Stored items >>
◇ ◇ ◇ ◇ ◇ ◇ ◇

PR #12447, opened 2021-08-16
preload chats

flexsurfer:
issue: - because I have all those spam chats still (can't mass delete in ui) it takes several seconds to load the chat list, in reality I rarely scroll 2 screens down, especially on first open, is it possible to load or cache the first few pages, then update, so at least the screen isn't empty with a spinner?

solution:
we want to preload 30 chats first and then load all


Serhy:
Tested last build with hundreds of chats and it's visible the difference between PR and nightly for the same account (Galaxy S8 Android 9 used):

This is the nightly build:

https://user-images.githubusercontent.com/8749671/129887541-7c9ac2de-4bf5-4361-a42a-e0076f4f0010.mov

And this is PR build:


https://user-images.githubusercontent.com/8749671/129887995-6f89301d-c6af-4599-863a-17e3a1d8317b.mov

Waiting for review and e2e test then.. @flexsurfer could you fix conflicts please?

flexsurfer:
@Serhy  done

src/status_im/ethereum/json_rpc.cljs
```diff
@@ -72,6 +72,7 @@
    "wakuext_sendContactUpdate" {}
    "wakuext_sendContactUpdates" {}
    "wakuext_chats" {}
+   "wakuext_someChats" {}
```
rasom: Why `someChats`? Is that like a set of random chats? :)

flexsurfer: any better suggestions? it's not all but some `several, a few, some, rather, something` :)

rasom: `latestChats`, `latestNChats`, that's for getting chats with more recent updates, correct?

rasom: `latestActiveChats`, idk. `someChats` sounds too random imo

rasom (approved):

src/status_im/ethereum/json_rpc.cljs
flexsurfer: latestActiveChats looks good, thanks

Serhy:
E2e tests failed above are not related to this PR (and some are False Failed).

PR #12490, opened 2021-08-25
fix latestactive chats

flexsurfer:
fix latestactive chats


Serhy:
Tested with latest build and hundreds of chats: those chats with recent activity OR those which were at the end of list but received message - appears at the top of list after login and sorted accordingly to timestamp of activity  in chat.
Thanks @flexsurfer 
Could you fix conflicts please?

shivekkhurana (approved):

flexsurfer:
@Serhy  done

Serhy:
There is a bug with Status tab:
The first post in timeline won't be visible on Status tab. You send post - but nothing appears on Status view. Second and rest posts are visible fine. However only after re-login the first post will be visible.
**To reproduce:**
1) Create new account
2) Open Status tab
3) Send message (post) 


https://user-images.githubusercontent.com/8749671/130815353-1529dfe9-df92-489f-81f4-e48cc65580d9.mp4

briansztamfater (approved):

PR #1528, opened 2025-05-23
252 notification detail

### LINKED ISSUE #252: Notifications - Notification List

xIrusux:
Resolves #252 

## Additional info

- [x] api calls to remove all notification for user
- [x] show attachment + click opens attachment
- [x] show as unread when unread (i.e. icon changes and goes green)
- [x] change icon as soon as opened i.e. read
- [x] ensure rtk query caches and reloads correctly
- [x] visually complete 
- [x] stop rtk query from triggering notification details call when notification isExpanded and deleted in that moment
- [ ] stop rtk query from reloading different page sizes on delete when user has previously selected more than one page sizing option 
- [ ] talk to backend about potentially sending a fullpath with the notification attachments so we dont have to get it via API call
- [x] raise backedn bug that paging does not work i.e. it always returns all notifications


xIrusux:
raised bug:

https://github.com/pimcore/studio-backend-bundle/issues/1105

xIrusux:
one problem persists:

- user selects different page sizes i.e. 19 / 20 / 50 
- user then deletes one notification 
- notifications rtk tag gets invalidated and may reload several page sizes for the query 

We have not really safe guarded against this in other similar paged situations. 
A way to do this would be to pass the pagesize into the rtk query. 

Let me know what you think. I can totally do this but thought if we decide to do it then it should be a pattern everywhere we have paging.

Thanks

assets/js/src/core/modules/notifications/notification-list.tsx
```diff
@@ -11,18 +11,26 @@
 import React from 'react'
 import { useNotifications } from './hooks/use-notifications'
 import { NotificationDetail } from './notification-detail'
+import { Space } from 'antd'
```
vin0401: Can we use our Space component here instead?

vin0401 (changes requested):

assets/js/src/core/modules/notifications/notification-list.tsx
xIrusux: uh thanks - changed :)

vin0401 (approved):

PR #1538, opened 2025-05-27
Notificaion polishing

xIrusux:
Resolves #

## Additional info

Polished Send Notification Modal:
- [x]  add loading state to send button (ie. custom modal footer)
- [x]  allow text search in select for notification recipient
- [x]  adjusted shared components to optionally allow the above
- [x]  show success snack bar message on successful sending of notification
- [x] add icon on send modal
- [x] show loading buffer when switching sides / on fetching not just loading

Adjust for backend updates:
- [x] ensure "hasAttachment" flag is used 
- [x] ensure paging now works
- [x]  fix faulty refetching of notifications in several page sizes when a notification gets deleted
- [x] combine and organize hooks in logical way
- [x]  raised issue regarding rework to get fullpath in notification detail query to remove un necessary api call to get attachment
https://github.com/pimcore/studio-backend-bundle/issues/1116

**2 Questions / Thoughts:**
- it feels a bit odd to me that one can only add one attachment
- ui of "attachment select" could be more intuitive.
As in below shot user hovers and sees the tooltip "Open" but icon is greyed out. Cause it is the first Icon it draws the users attention anyway. I think the other icons should be invisible
Screenshot from 2025-05-28 11-02-23


xIrusux:
[Screencast from 2025-05-28 12-43-29.webm](https://github.com/user-attachments/assets/8f684cb9-f93c-4f0a-8ba1-eaea9bc02653)

assets/js/src/core/modules/notifications/send-notification/send-notification-modal.tsx
```diff
@@ -44,22 +47,40 @@ export const SendNotificationModal = ({ open, ...props }: SendNotificationModalP
...
+        </Button>
+        <Button
+          loading={ isLoading }
+          onClick={ handleSend }
+          type='primary'
+        >
+          {t('user-menu.notification.send')}
+        </Button>
+      </ModalFooter>) }
       okText={ t('user-menu.notification.send') }
```
markus-moser: Let's remove the `okText` prop as with the custom footer this is obsolete

assets/js/src/core/modules/user/components/user-select/user-select.tsx
```diff
@@ -29,6 +29,7 @@ export const UserSelect = ({ onChange }: UserSelectProps): React.JSX.Element =>
       loading={ isLoading }
       onChange={ onChange }
```
markus-moser: We can remove this as it is also contained in the `...selectProps` right?

markus-moser (approved):
It LGTM - I just added 2 comments, please check them before merging it 👍

markus-moser:
> it feels a bit odd to me that one can only add one attachment

We cannot change this as we would need to also adjust it in the classic bundle. One attachment is fine for this use case.

> ui of "attachment select" could be more intuitive.
> As in below shot user hovers and sees the tooltip "Open" but icon is greyed out. Cause it is the first Icon it draws the users > attention anyway. I think the other icons should be invisible

I tend to agree but let's keep it like it is. At the moment in a lot of situations we do this and it's also done like this in the classic bundle. We would need to think about it in a holistic way - not that important for now...

PR #1550, opened 2025-06-02
[Grid] filtering for a specific date (on) does not work

### LINKED ISSUE #1514: [Grid] filtering for a specific date (on) does not work
**Steps to reproduce**

- Login as admin
- Open an assets folder
- Change the modification date of 3 objects
- Use the 'on' filter and search for the modification date

**Actual behaviour**
- No objects are shown (is the time also respected for on?)

Image

**Expected behaviour**
- Modified objects should be shown

**Environment**

- Playground
- Windows
- Google Chrome

ValeriaMaltseva:
Resolves #1514


assets/js/src/core/components/date-picker/utils/date-picker-utils.ts
```diff
@@ -29,9 +29,17 @@ export const fromDayJs = (value: Dayjs | null, outputType?: OutputType, outputFo
   if (value === null) {
     return null
   }
+
   if (outputType === 'timestamp') {
-    return value.unix()
+    const normalized = value.startOf('day')
```
markus-moser, line 34: Can't we just do value.startOf('day').unix() here?

assets/js/src/core/modules/element/dynamic-types/definitions/field-filters/components/dynamic-type-field-filter-datetime-component.tsx
```diff
@@ -90,7 +91,19 @@ export const DynamicTypeFieldFilterDatetimeComponent = (props: DynamicTypeFieldF
     }
   }
 
-  const handleDateChange = (field: 'on' | 'from' | 'to', value: number | null): void => {
+  const convertValueToISOFormat = (timestamp: number | null): string | null => {
+    if (timestamp === null) return null
+
+    return dayjs.unix(timestamp).format(DATE_FORMAT)
```
markus-moser: We should send a ISO date format with included timzone instead of just YYYY-MM-DD

markus-moser (changes requested):
Please check my comments. Maybe it could be a good idea to have a short discussion about it :)

assets/js/src/core/components/date-picker/utils/date-picker-utils.ts
ValeriaMaltseva: Unfortunately, no. 

**value.startOf('day').unix()** returns the date in UTC, but we need to show the date in local time.

markus-moser (approved):
LGTM

@heigpa Would be cool if you could test it.

heigpa:
works now. thx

◇ ◇ ◇ ◇ ◇ ◇ ◇

EXERCISE DIRECTIONS >>
Go through the data and copy every line that includes "rasom".

OUTPUT FOR THIS TASK >>
rasom: Why `someChats`? Is that like a set of random chats? :)
rasom: `latestChats`, `latestNChats`, that's for getting chats with more recent updates, correct?
rasom: `latestActiveChats`, idk. `someChats` sounds too random imo
rasom (approved):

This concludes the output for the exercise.